In the ongoing and contentious litigation between Uber and Google's autonomous (self-driving) vehicle unit (Waymo v. Uber), allegations have arisen that one party has hidden relevant information, in part by use of "self-destructing messages" (SDM). SDM apps typically transmit information with end-to-end encryption, and automatically destruct after being read by the receiver, or after some set time period (i.e., Snapchat, Wickr, Viber, Telegram, and others).
Importantly, for those companies subject to the Foreign Corrupt Practices Act (FCPA), the Department of Justice (DOJ) recently issued a new corporate enforcement policy that provides a strong disincentive against using messaging applications which do not store data that can later be accessed during a DOJ investigation ("New DOJ Enforcement Policy Takes Aim at Messaging Apps," The FCPA Blog (December 14, 2017)).
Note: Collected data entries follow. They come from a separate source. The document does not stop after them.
PR #926, opened 2023-10-18
PP-11669 - Clarifies where wallets are available and fees

NathanD-GDS:
### Context
Since enabling digital wallets for Stripe, we've had multiple support requests because users haven't been able to see the wallet buttons. We've also had multiple enquiries about potential additional fees for using Google Pay and/or Apple Pay.

This PR:

* clarifies the situations users can pay with Google Pay and Apple Pay
* clarifies that there are no additional fees for wallet payments

### DIFF
--- a/source/digital_wallets/index.html.md.erb
+++ b/source/digital_wallets/index.html.md.erb
@@ -7,14 +7,20 @@ weight: 2300
 
 # Take a digital wallet payment
 
-Your users can make payments with [Google Pay](https://pay.google.com/intl/en_uk/about/) and [Apple Pay](https://www.apple.com/uk/apple-pay/).
+Your users can make payments with [Google Pay](https://pay.google.com/intl/en_uk/about/) and [Apple Pay](https://www.apple.com/uk/apple-pay/). This page tells you how to enable digital wallet payments, test digital wallet payments, and the restrictions around diigtal wallets.
 
 Users can use digital wallets with:
 
 * payment links
 * payments created through the GOV.UK Pay API
 
+Users can only use Google Pay if they're making payments in Google Chrome.
+
+Users can only use Apple Pay if they're making payments in Safari on a recent Apple device.
+
 If your payment service provider (PSP) is Stripe, digital wallets are enabled by default. You can still disable Apple Pay and Google Pay in the GOV.UK Pay admin tool.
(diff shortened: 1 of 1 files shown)


source/digital_wallets/index.html.md.erb
```diff
@@ -7,15 +7,21 @@ weight: 2300
...
+Your users can make payments with [Google Pay](https://pay.google.com/intl/en_uk/about/) and [Apple Pay](https://www.apple.com/uk/apple-pay/). This page tells you how to enable digital wallet payments, test digital wallet payments, and the restrictions around diigtal wallets.
 
 Users can use digital wallets with:
 
 * payment links
 * payments created through the GOV.UK Pay API
 
+Users can currently only use Google Pay if they're making payments in Google Chrome.
+
+Users can only use Apple Pay if they're making payments in Safari on a recent Apple device.
```
alexbishop1, line 19: Apple Pay does already work in other browsers on iOS 16 (or at least it did in the betas) so “only … Safari” is already out of date: https://9to5mac.com/2022/08/01/apple-pay-web/

Maybe we could say something along the lines of this?

> Users can only use Google Pay if they’re making payments in a supported browser, such as Google Chrome.

> Users can only use Apple Pay if they’re making payments on a compatible Mac, iPhone or iPad in a supported browser, such as Safari.

Bit wordy but maybe you can tighten it a bit.

source/digital_wallets/index.html.md.erb
```diff
@@ -7,15 +7,21 @@ weight: 2300
...
+
 If your payment service provider (PSP) is Stripe, digital wallets are enabled by default. You can still disable Apple Pay and Google Pay in the GOV.UK Pay admin tool.
 
+There are no additional PSP fees if your service takes digital wallet payments.
```
alexbishop1, line 23: This is good.

alexbishop1 (changes requested):

source/digital_wallets/index.html.md.erb
NathanD-GDS: Wordy but I think it works. Pushed the changes, so feel free to re-review @alexbishop1

alexbishop1 (approved):

PR #98, opened 2022-11-07
[Data-604] camera extra params

bhaney:
Adds the "extra" to camera proto


bhaney:
won't do this right now per discussion with Eric and Cheuk

PR #99, opened 2022-11-07
Update setup to install go 1.19

maximpertsov:
Mirrors change in RDK https://github.com/viamrobotics/rdk/commit/c61aeaaa66ec76bc30c5665ea8690e8a23b01727

### DIFF
--- a/etc/setup.sh
+++ b/etc/setup.sh
@@ -154,7 +154,7 @@ do_brew(){
 
 	# pinned
 	brew "gcc@11"
-	brew "go@1.18"
+	brew "go@1.19"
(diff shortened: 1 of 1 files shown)


Otterverse (changes requested):
There were a few other changes made in setup.sh along with go 1.19 (bugs in the syntax of the .viamdevrc and around the ordering of installation with brew.) It'd be good to include all of them so a setup here doesn't break RDK. Maybe just copy the current setup.sh from RDK itself?

Otterverse (approved):
LGTM

PR #104, opened 2022-11-10
Update the github token

njooma:
This is a follow up to https://github.com/viamrobotics/api/pull/101, which should fix this https://github.com/viamrobotics/api/actions/runs/3438079708

The issue is that the main branch is protected (as it should be). Can an admin @edaniels @Otterverse etc. update the permissions on this so that the `viambot` user can push directly to main? 

This PR updates the GitHub tokens to use the `viambot` token, similar to how I do it for the [python-sdk](https://github.com/viamrobotics/viam-python-sdk/blob/main/.github/workflows/release.yml#L34), which similarly needs to push directly to main

### DIFF
--- a/.github/workflows/update_protos.yml
+++ b/.github/workflows/update_protos.yml
@@ -24,6 +24,8 @@ jobs:
       options: --platform linux/amd64
     steps:
       - uses: actions/checkout@v3
+        with:
+          token: ${{ secrets.REPO_READ_TOKEN }}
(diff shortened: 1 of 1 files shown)


Otterverse:
Curious that the REPO_READ_TOKEN allows write access, but I'll document that in confluence. I've updated the branch protection to allow viambot to bypass the PR requirement.

Otterverse (approved):
LGTM

edaniels (approved):

PR #109, opened 2022-11-16
[DATA-671] Refactor data sync to be unary instead of a bidi stream.

AaronCasas:


edaniels:
Please update PR title

AaronCasas:
@tessavitabile wanted to ask your opinion on how to handle this breaking change!

For this change, I see two options:
- Make this api change and this [app](https://github.com/viamrobotics/app/pull/921) change, deleting the old rpcs. This is sort of maximally breaking: any existing, not updated robot trying to sync things will get start getting unimplemented errors from the backend, because the old rpcs they're trying to use have been removed. This will occur until they update rdk on their robot.
- Don't delete either of these for some cutover period. The old rpcs and these new ones will both exist for this cutover period, so existing syncing robots will not be impacted. Downside here is that we'll have a whole lot of deprecated code around for this cutover period, and I'll need to spend some time breaking up that PR.

Is there a strong preference at this point for the latter vs the former? I know long term we should avoid this sort of thing, but afaik Klare is the only active user of data sync, so we can coordinate with her when making this change. I saw you posted recently about breaking change practices at Mongo, so wanted to run it by you

proto/viam/app/datasync/v1/data_sync.proto
```diff
@@ -10,9 +10,26 @@ import "tagger/v1/tagger.proto";
...
 
+message DataCaptureUploadRequest {
+  UploadMetadata metadata = 1;
+  repeated SensorData sensor_contents = 2;
+}
+
+message DataCaptureUploadResponse {}
+
+message FileUploadRequest {
+  oneof upload_packet {
```
tessavitabile, line 25: @edaniels, are we supposed to be avoiding `oneof` in requests as well as responses?

edaniels:
So generally we would need to support both APIs. I think the question we should ask ourselves and find the answer to is: who and how many people are currently using the old API? If it's non-zero, is it easy enough to coordinate the breaking change? If not, then we may want to support both. Breaking changes being approved is less a me or James thing, but more a product decision to make (we just have admin privs to merge).

In our current stage of development, if we knew that a feature had low use and it makes our lives easier to do a clean break and notify the person while hand holding them, I'd opt for it.

proto/viam/app/datasync/v1/data_sync.proto
edaniels: I think if oneof can be avoided easily, it should. In this case it seems okay to have a stream use a oneof since it represents stages. It needs comments though as to how to use it properly.

agreenb: +1, and we'll reuse these comments in the PackageService's CreatePackageRequest oneof.

agreenb (approved):
Since the corresponding RDK and app PRs are approved or in the last review, approving here. 

Before submitting this Monday morning, request to send an update in #eng-breaking-changes. Once it's all merged, would test on a robot with the latest version of RDK for syncing tabular data, binary data, file data, and viewing all of them as expected in our app UI. And we'll reach out to Klare and Joe (currently the folks using it) directly through the process, which'll also be helpful for feedback.

PR #115, opened 2022-11-22
missed built go files

sbal13:
Some of the go files weren't built in the last dist/buf


alexis-wei (approved):
I hope these are right

PR #124, opened 2022-12-02
Workflows to generate and commit protos

njooma:
GitHub doesn't allow workflows to access secrets on PRs from forks (https://securitylab.github.com/research/github-actions-preventing-pwn-requests/). So previously when compiling protos, the workflow could not commit the code back to the head branch because it did not have the necessary secret to do so. 

The new workflow is thus:

1. On PR approval, run an INSECURE workflow that saves the PR information to be used in the next step. This was borrowed from the above link
2. On successful run of the PR Approval workflow, a SECURE workflow kicks off that can compile protos and commit them back in. However, because this workflow is no longer associated with the PR, having it as a required check for merging will never pass. So this workflow then labels the PR with a `protos-compiled` label
3. A third workflow that is associated with the original PR sits waiting for label changes. When a label is added/removed, this workflow will run and can be used as a required check: if the necessary labels exist (currently only `photos-compiled`), then it will pass. Otherwise, it will fail.

The workflows in order are:
1. on_pr_approved.yml
2. compile_protos.yml
3. check_merge_reqs.yml

### DIFF
--- a/.github/workflows/check_merge_reqs.yml
+++ b/.github/workflows/check_merge_reqs.yml
@@ -1,0 +1,27 @@
+name: Check Requirements for Merge
+
+on:
+  pull_request_target:
+    branches:
+      - main
+    types:
+      - labeled
+      - unlabeled
+
+jobs:
+  check_requirements:
+    name: Check Merge Requirements
+    runs-on: [self-hosted, x64]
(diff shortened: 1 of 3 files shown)


edaniels (approved):
Impressive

For additional information on this policy, contact one of the members of our FCPA team.
SDM technology is rapidly-developing, so responsive corporate policies are in constant flux. In the interim, give careful consideration to the benefits and the costs of using messaging systems which can "self-destruct."
Check out our series, Privacy Perils, to learn what steps you can take to guard your personal and company data. For more information about this topic and other cyber security concerns, please contact Bob Brewer, Tony McFarland, Elizabeth Warren or a member of our Privacy & Data Security team.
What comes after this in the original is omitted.